WWU Libraries killed their elderly Novell server that had been handling their printing and migrated things over to the cluster. I can tell. Here it is, the first week of class, and between 12:00 and 1:00 we printed a hair over 1000 jobs. To give a bit of perspective, finals-week last quarter we were running around 500-600 jobs/hour.

Libraries goes through a LOT of paper.

Edit: I ran the report, and found that in that period we printed 3145 pages.

Welcome to 2005. Remember "05" on your checks.

The cluster has survived the weekend at NW6.5. However, I'm not liking some of what I'm seeing. From some of my other servers it looks like NW6.5 is more vulnerable to memory fragmentation than NW6.0 was. We had one cluster node lock hard two days ago, which caused failovers.

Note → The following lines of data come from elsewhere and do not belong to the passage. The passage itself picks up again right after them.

PR #70, opened 2022-06-11
remove need_tty

binggh:
Addresses an issue in https://github.com/FuelLabs/sway-applications/pull/86

We do not actually use `need_tty` in fuelup since `fuelup` works slightly differently from `rustup`. 

In `rustup` the installer `rustup-init` is the one asking to prompt to install `rustup` and other components, but in our script at the moment we are installing `fuelup` directly and `fuelup` itself does not prompt users, and only act as a regular clap app.

After this is merged we should release v0.1.3 so that the sway-applications can use the updated curl script which supplies `--no-modify-path` to skip the prompt:

```sh
curl --proto '=https' --tlsv1.2 -sSf https://fuellabs.github.io/fuelup/fuelup-init.sh | sh -s -- --no-modify-path
```

### DIFF
--- a/fuelup-init.sh
+++ b/fuelup-init.sh
@@ -57,6 +57,7 @@ main() {
                     # don't attempt to interpret it.
                     continue
                 fi
+                ;;
         esac
     done
 
--- a/fuelup-init.sh
+++ b/fuelup-init.sh
@@ -42,8 +42,6 @@ main() {
         fi
     fi
 
-    # check if we have to use /dev/tty to prompt the user
-    local need_tty=yes
     # always prompt PATH modification, unless --no-modify-path provided
     local prompt_modify=yes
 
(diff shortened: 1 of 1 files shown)


Braqzen (approved):
I'm going to accept in order to unblock.
May want to wait for @mitchmindtree to review.

How come the previous implementation wasn't taking in `-- -y`?

binggh:
It was taking in ‘— -y’, but because all args were passed into ‘fuelup’, fuelup was the one which didn’t understand the command. The behaviour has since been changed though in master, we no longer pass all args to ‘fuelup’ and we call ‘install’ within the script itself (there are no other possible args for now anyway other than ‘install’!)

actually, if you are getting blocked on this and you want to test CI related stuff, you can curl from master instead of the published ‘fuelup-init.sh’ for now!

adlerjohn (approved):

PR #78, opened 2022-06-22
ensure dir exists when downloading components

binggh:
In some cases (especially when developing and running fuelup as `cargo run`), `fuelup` may not exist and thus the code doesn't know what to do with downloaded binaries (can't link since `fuelup` doesn't exist!) This is a small PR just to ensure that fuelup exists.

### DIFF
--- a/src/path.rs
+++ b/src/path.rs
@@ -1,4 +1,7 @@
-use std::path::PathBuf;
+use std::{
+    fs,
+    path::{Path, PathBuf},
+};
 
 use dirs;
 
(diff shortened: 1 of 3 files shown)


src/path.rs
```diff
@@ -23,3 +30,9 @@ pub fn toolchain_dir() -> PathBuf {
 pub fn toolchain_bin_dir(toolchain: &str) -> PathBuf {
     toolchain_dir().join(toolchain).join("bin")
 }
+
+pub fn ensure_dir_exists(path: &Path) {
+    if !path.is_dir() {
+        fs::create_dir_all(path).unwrap_or_else(|_| panic!("Failed to create {}", path.display()))
```
mitchmindtree, line 36: While unlikely, I'm not sure we want to `panic!` here - could we use `or_else` instead and propagate the result?

mitchmindtree (approved):

PR #84, opened 2022-06-23
correctly pass args to fuelup

binggh:
Fixes https://github.com/FuelLabs/action-fuel-toolchain/pull/30

Args to the executable have to be separated instead of being passed as a single, whitespace-separated string.


adlerjohn (commented):
Should there be a CI check for this? `Running fuelup-init.sh` in general I mean.

mitchmindtree (approved):

PR #92, opened 2022-06-26
fix bug with `index-versions.sh` that causes hashes to sometimes be empty

### LINKED ISSUE #91: bug with `index-versions.sh` that causes hashes to sometimes be empty
There is a small logic error with the way `index-versions.sh` was running that causes [empty hashes](https://github.com/FuelLabs/fuelup/blob/e513cec56660f0adc496fe7c16703e308e896111/channel-fuel-latest.toml#L9) to appear:

[`curl`](https://github.com/FuelLabs/fuelup/blob/a9847b7674bd252a996530cd099720e83083cf97/.github/workflows/scripts/index-versions.sh#L12) was not failing and exiting out of the script if the download was not successful and resulted in the script trying to calculate a hash for a missing file. As you can see from the CI workflow run below, there was a 404 but the workflow still completed successfully.

The solution is to exit out of the script should there be an attempt to curl a binary release that is not ready, and skip the indexing for that run.

https://github.com/FuelLabs/fuelup/runs/7048290707?check_suite_focus=true

bingcicle:
closes #91 

This PR fixes the issue of `index-versions` not properly handling missing binaries, and contains some minor refactoring.

- save the result of the `curl` so we can `grep` and exit if download was unsuccessful
- moved writing to `channel-fuel-latest.toml` to the end of the loop that processes all the downloading and hashing for each target of each binary, so that we do not attempt to write until all targets are successfully downloaded and hashed.

### DIFF
--- a/.github/workflows/scripts/index-versions.sh
+++ b/.github/workflows/scripts/index-versions.sh
@@ -9,10 +9,13 @@ latest_version() {
 add_url_and_hash() {
     _url="https://github.com/FuelLabs/$1/releases/download/v$2/$3"
     # shasum generates extra output so we take the first 64 bytes.
-    curl -sSf "${_url}" -L -o "${3}"
+    _err=$(curl -sSf "${_url}" -L -o "${3}" 2>&1)
+    if echo "$_err" | grep -q 404; then
+        printf "Could not download from %s - the release binary might not be ready yet. You can check if a binary is available here: https://github.com/FuelLabs/%s/releases/v%s\n" "${_url}" "$1" "$2"
+        exit 1
+    fi
     _hash=$(shasum -a 256 "$3" | head -c 64)
-    printf "url = \"%s\"\n" "${_url}" >>channel-fuel-latest.toml
-    printf "hash = \"%s\"\n\n" "${_hash}" >>channel-fuel-latest.toml
+    RETVAL="url = \"${_url}\"\nhash = \"${_hash}\"\n\n"
 }
 
 copy_same_pkg() {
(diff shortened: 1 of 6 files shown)


.github/workflows/scripts/index-versions.sh
```diff
@@ -48,11 +50,19 @@ create_pkg_in_channel() {
...
         for target in "${_targets[@]}"; do
-            printf "[pkg.%s.target.%s]\n" "$1" "${target}" >>channel-fuel-latest.toml
+            _content+="[pkg.${1}.target.${target}]\n"
             add_url_and_hash $_repo "$2" "$_tarball_prefix-${target}.tar.gz"
+            _content+="$RETVAL"
         done
+
+        # Only write to file if there's no problem downloading and hashing all the above releases.
+	_package=$(printf "%s\n%s" "${_header}" "${_content}")
+	echo -ne "$_package" >>channel-fuel-latest.toml
```
mitchmindtree, line 65: This indentation looks odd in the diff, but when looking at the raw file it [seems fine](https://github.com/FuelLabs/fuelup/blob/ec2d282f1f7ad8a1a6bdaa0fe8c26ec402ed9dbd/.github/workflows/scripts/index-versions.sh#L63-L65). :ghost: Just going to trust our bash fmt checker :)

mitchmindtree (dismissed):

.github/workflows/scripts/index-versions.sh
adlerjohn: This uses tabs instead of spaces. Should the formatter enforce that only spaces are used @bingcicle?

adlerjohn (approved):

.github/workflows/scripts/index-versions.sh
bingcicle: Manually ran `shfmt -i 4 -ci` for this particular file, I think I will open up another PR to enable `shellcheck` and `shfmt` for the `.github/workflows/scripts` directory since it's likely we add more scripts

mitchmindtree (approved):

.github/workflows/scripts/index-versions.sh
mitchmindtree: Nice one github, two different of rendering tab indentation on the same site :+1: :100:

PR #93, opened 2022-06-27
include `.github/workflows/scripts` dir in shfmt and shellcheck CI checks

bingcicle:
This includes both `index-versions.sh` and `verify-tags.sh` within the `/scripts` directory into `shellcheck` and `shfmt`, and fixes the issues with them.

**verify-tags.sh**
`SC2145`: https://www.shellcheck.net/wiki/SC2145
Also removed `cat $MANIFEST` since we can input `-f <FILE>`

### DIFF
--- a/.github/workflows/ci.yml
+++ b/.github/workflows/ci.yml
@@ -21,11 +21,11 @@ jobs:
         with:
           access_token: ${{ github.token }}
 
-  check-fuelup-init:
+  check-scripts:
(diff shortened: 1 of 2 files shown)


bingcicle:
There's this annoying thing with dangling checks after i change the names of the check `check-fuelup-init` -> `check-scripts` - not entirely sure what causes this 😕

PR #94, opened 2022-06-27
include .github/workflows/scripts dir in shfmt and shellcheck CI checks

bingcicle:
New PR in place of https://github.com/FuelLabs/fuelup/pull/93 since there was a CI error with a dangling `check-fuelup-init` check.

edit: seems like trying to re-open this didn't work - perhaps it doesn't matter since the old check is outdated anyway, just seems like an annoyance that happens when you edit step names.

### DIFF
--- a/.github/workflows/ci.yml
+++ b/.github/workflows/ci.yml
@@ -21,11 +21,11 @@ jobs:
         with:
           access_token: ${{ github.token }}
 
-  check-fuelup-init:
+  check-scripts:
     runs-on: ubuntu-latest
     steps:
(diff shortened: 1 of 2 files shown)


mitchmindtree (approved):

bingcicle:
Is there a way to ignore the `check-fuelup-init` check and force the merge? @mitchmindtree

mitchmindtree:
@bingcicle ahh I see! I think only @adlerjohn holds such power :mage_man:

adlerjohn:
It is done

One of the services that didn't completely survive was myweb for FacStaff, the webserver that serves this very blog. After looking into what went screwy, it looks like the server served pages for several hours before it started returning a "111" error. When I look up that error message, I find that it is "Generic file system error; see filesyserrno". On a previous troubleshoot of mod_edir and LibC I know that filesyserrno is an error-trapping number. In this case it is not being extracted to the logfiles, so I'm not sure what it returned. The only way I know to grab it again is to set a breakpoint, and that just isn't nice to do with a cluster-node. What it does tell me is that Something went wrong and it couldn't handle it.

This is an example of a problem in LibC, not mod_edir. LibC is the Netware library that is multi-processor aware, long filename aware, and getting more POSIXy as time moves on. The old CLib library which began live in the NW2.x products is none of these. Apache1.3 and the modules that accompany it called mod_hdirs and mod_rdirs were ported to Netware using the CLib library. This is why the Apache1.3 version of MyWeb is far more stable than the Apache2.0 (linked to LibC instead of CLib) version.

MyFiles (a.k.a. NetStorage) has survived the move to NW6.5 very well. Things are getting used, and I now have logfiles to gauge usage. Also important, since we're using Apache2.0 instead of Apache1.3 I now can use RotLogs to make sure my logfiles don't get insanely large. We've had some MyFiles outages in the NW6.0 days due to the error_log file hitting 4GB.